What is the difference between Green Threads and Virtual Threads?
Which method is superior to the other one
Green Threads and Virtual Threads are lightweight alternatives to traditional Operating System threads, but they differ in how they are implemented and operated. There is a subtle difference between these two approaches, which causes them to perform differently:
Green Threads have an "M:1" mapping with OS threads, meaning all green threads operate on a single OS thread, while Virtual Threads have "M:N" scheduling, where a large number (M) of virtual threads run on a smaller number (N) of OS threads.
This difference in mapping with OS threads causes Green Threads to have some drawbacks in comparison to Virtual Threads:
Blocking behavior: When a green thread performs a blocking operation, it blocks the entire OS thread, preventing other green threads from running.
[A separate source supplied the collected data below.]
PR #388, opened 2024-03-24
refactor: make the security param validation a shared function

jianoaix:
This will reduce code duplication, and make the security param validation logic consistent across the system.

## Checks

- Testing Strategy
   - [ ] Unit tests
   - [ ] Integration tests

### DIFF
--- a/core/data.go
+++ b/core/data.go
@@ -75,17 +75,21 @@ type BlobRequestHeader struct {
 	SecurityParams []*SecurityParam `json:"security_params"`
 }
 
-func (sp *SecurityParam) Validate() error {
-	if sp.ConfirmationThreshold < sp.AdversaryThreshold || sp.ConfirmationThreshold-sp.AdversaryThreshold < 10 {
-		return errors.New("invalid request: quorum threshold must be >= 10 + adversary threshold")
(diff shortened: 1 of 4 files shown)


core/data.go
```diff
@@ -75,19 +75,23 @@ type BlobRequestHeader struct {
 	SecurityParams []*SecurityParam `json:"security_params"`
 }
 
-func (sp *SecurityParam) Validate() error {
-	if sp.ConfirmationThreshold < sp.AdversaryThreshold || sp.ConfirmationThreshold-sp.AdversaryThreshold < 10 {
-		return errors.New("invalid request: quorum threshold must be >= 10 + adversary threshold")
+func ValidateSecurityParam(confirmationThreshold, adversaryThreshold uint32) error {
```
mooselumph, line 78: It seems like maybe we should be checking that these parameters will be valid `uint8`s?

jianoaix: The range is checked below: they cannot even be greater than 100, so that's even stricter than unit8

mooselumph: lol, good point

mooselumph (approved):

PR #399, opened 2024-03-27
Index operator state by quorum id not quorum index

mooselumph:

Uses the `quorumID` instead of the quorum index in the `operatorState` returned by the `chainState` implementation.

## Checks

- Testing Strategy
   - [ ] Unit tests
   - [ ] Integration tests

### DIFF
--- a/core/eth/tx.go
+++ b/core/eth/tx.go
@@ -370,6 +370,7 @@ func (t *Transactor) GetOperatorStakes(ctx context.Context, operator core.Operat
 		return nil, nil, err
 	}
 
+	// BitmapToQuorumIds returns an ordered list of quorums in ascending order, which is the same order as the state_ returned by the contract
 	quorumIds := BitmapToQuorumIds(quorumBitmap)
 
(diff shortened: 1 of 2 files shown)


jianoaix (approved):

core/eth/tx.go
```diff
@@ -370,9 +370,11 @@ func (t *Transactor) GetOperatorStakes(ctx context.Context, operator core.Operat
 		return nil, nil, err
 	}
 
+	quorumIds := BitmapToQuorumIds(quorumBitmap)
+
 	state := make(core.OperatorStakes, len(state_))
 	for i := range state_ {
-		quorumID := core.QuorumID(i)
+		quorumID := quorumIds[i]
```
ian-shim, line 377: So we're assuming `BitmapToQuorumIds` returned an ordered list of quorums in ascending order, and the quorums in `state_` is in the same order, which is true in the [current implementation](https://github.com/Layr-Labs/eigenlayer-middleware/blob/dev/src/OperatorStateRetriever.sol#L40).

PR #407, opened 2024-03-28
Add checks for g1 and g2 point deserialization

mooselumph:

Ensures that DA nodes cannot panic the disperser by sending an empty signature. 

## Checks

- Testing Strategy
   - [ ] Unit tests
   - [ ] Integration tests

### DIFF
--- a/core/attestation.go
+++ b/core/attestation.go
@@ -59,7 +59,7 @@ func (p *G1Point) Deserialize(data []byte) (*G1Point, error) {
 	return &G1Point{point}, nil
 }
 
-func (p *G1Point) Copy() *G1Point {
+func (p *G1Point) Clone() *G1Point {
 	return &G1Point{&bn254.G1Affine{
 		X: newFpElement(p.X.BigInt(new(big.Int))),
 		Y: newFpElement(p.Y.BigInt(new(big.Int))),
@@ -96,7 +96,7 @@ func (p *G2Point) Deserialize(data []byte) (*G2Point, error) {
 	return &G2Point{point}, nil
 }
 
-func (p *G2Point) Copy() *G2Point {
+func (p *G2Point) Clone() *G2Point {
 	return &G2Point{&bn254.G2Affine{
 		X: struct {
 			A0, A1 fp.Element
--- a/core/attestation.go
+++ b/core/attestation.go
@@ -51,8 +51,19 @@ func (p *G1Point) Serialize() []byte {
 	return bn254utils.SerializeG1(p.G1Affine)
 }
 
-func (p *G1Point) Deserialize(data []byte) *G1Point {
-	return &G1Point{bn254utils.DeserializeG1(data)}
+func (p *G1Point) Deserialize(data []byte) (*G1Point, error) {
+	point, err := bn254utils.DeserializeG1(data)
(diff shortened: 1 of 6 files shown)


operators/churner/server.go
```diff
@@ -74,7 +74,11 @@ func (s *Server) Churn(ctx context.Context, req *pb.ChurnRequest) (*pb.ChurnRepl
 		return nil, api.NewResourceExhaustedError(fmt.Sprintf("previous approval not expired, retry in %d", s.latestExpiry-now.Unix()))
 	}
 
-	request := createChurnRequest(req)
+	request, err := createChurnRequest(req)
+	if err != nil {
+		s.metrics.IncrementFailedRequestNum("Churn", FailReasonInvalidRequest)
+		return nil, api.NewInvalidArgError(fmt.Sprintf("invalid request: %s", err.Error()))
```
jianoaix, line 80: We may not need to prefix it with "invalid request" now with the standard error code, otherwise the end result will look like "InvalidRequest invalid request ...", which is slightly redundant

core/attestation.go
```diff
@@ -51,8 +51,19 @@ func (p *G1Point) Serialize() []byte {
...
-	return &G1Point{bn254utils.DeserializeG1(data)}
+func (p *G1Point) Deserialize(data []byte) (*G1Point, error) {
+	point, err := bn254utils.DeserializeG1(data)
+	if err != nil {
+		return nil, err
+	}
+	return &G1Point{point}, nil
+}
+
+func (p *G1Point) Copy() *G1Point {
```
jianoaix, line 62: Will it make more sense to name it "Clone"? This is deep copying (creating a new instance)

jianoaix (approved):

core/attestation.go
mooselumph: Yes, this is a deep copy. Is `Clone` a standard usage for this? Would `DeepCopy` be clearest?

core/bn254/attestation.go
```diff
@@ -106,11 +107,14 @@ func SerializeG1(p *bn254.G1Affine) []byte {
 	return b
 }
 
-func DeserializeG1(b []byte) *bn254.G1Affine {
+func DeserializeG1(b []byte) (*bn254.G1Affine, error) {
+	if len(b) != 64 {
+		return nil, errors.New("could not deserialize point, invalid length")
```
ian-shim, line 112: nit: `could not deserialize G1 point: length must be exactly 64`

core/bn254/attestation.go
```diff
@@ -134,13 +138,16 @@ func SerializeG2(p *bn254.G2Affine) []byte {
 	return b
 }
 
-func DeserializeG2(b []byte) *bn254.G2Affine {
+func DeserializeG2(b []byte) (*bn254.G2Affine, error) {
+	if len(b) != 128 {
+		return nil, errors.New("could not deserialize point, invalid length")
```
ian-shim, line 143: nit: `could not deserialize G2 point: length must be exactly 128`

core/attestation.go
jianoaix: Yea, clone is usually deep copy

PR #413, opened 2024-03-29
Fix most critical integer casting issues

mooselumph:

Addresses unsafe integer casting (1 of 2)

## Checks

- Testing Strategy
   - [ ] Unit tests
   - [ ] Integration tests

### DIFF
--- a/node/grpc/utils.go
+++ b/node/grpc/utils.go
@@ -6,6 +6,7 @@ import (
 	"fmt"
 	"reflect"
 
+	"github.com/Layr-Labs/eigenda/api"
 	pb "github.com/Layr-Labs/eigenda/api/grpc/node"
 	"github.com/Layr-Labs/eigenda/core"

While the virtual thread blocks on a blocking operation, it is unmounted from the OS thread, which allows other virtual threads to run on that OS thread. This prevents blocking the OS thread.
Scalability: Green threads could not effectively leverage multiple CPU cores since they ran on a single OS thread, while Virtual threads can scale across multiple CPU cores by running on multiple OS threads.
Memory footprint: Green threads had large, monolithic stacks allocated upfront, while Virtual threads have lightweight stacks that start small and grow or shrink as needed, reducing memory overhead.
Several programming languages have used or are currently using green threads or virtual threads. Here are some examples:
Green Threads: Java 1.1, Erlang, Smalltalk and GHC Haskell
Virtual Threads: Java 21, Python, and C#
Please note that this list is not exhaustive, and some languages or platforms may support green threads and virtual threads through different implementations or libraries.